RECORDED INFORMATION:
*****

PR #3391, opened 2026-04-25
DrivAerML: T_max=36 + lr=4.8e-4 + WD=1e-3 MSE-only (weight decay)

tcapelle:
## Hypothesis
Test whether weight decay (WD=1e-3) improves the T_max=36 + lr=4.8e-4 MSE-only config. The DM champion runs without WD. At the lower lr=4.8e-4, WD may provide useful L2 regularization that helps generalization (gojo's lr=4.8e-4 already showed better test generalization).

*****

WORK ORDER:
From the material above, please return each line containing "only".

RESPONSE AREA:
DrivAerML: T_max=36 + lr=4.8e-4 + WD=1e-3 MSE-only (weight decay)
Test whether weight decay (WD=1e-3) improves the T_max=36 + lr=4.8e-4 MSE-only config. The DM champion runs without WD. At the lower lr=4.8e-4, WD may provide useful L2 regularization that helps generalization (gojo's lr=4.8e-4 already showed better test generalization).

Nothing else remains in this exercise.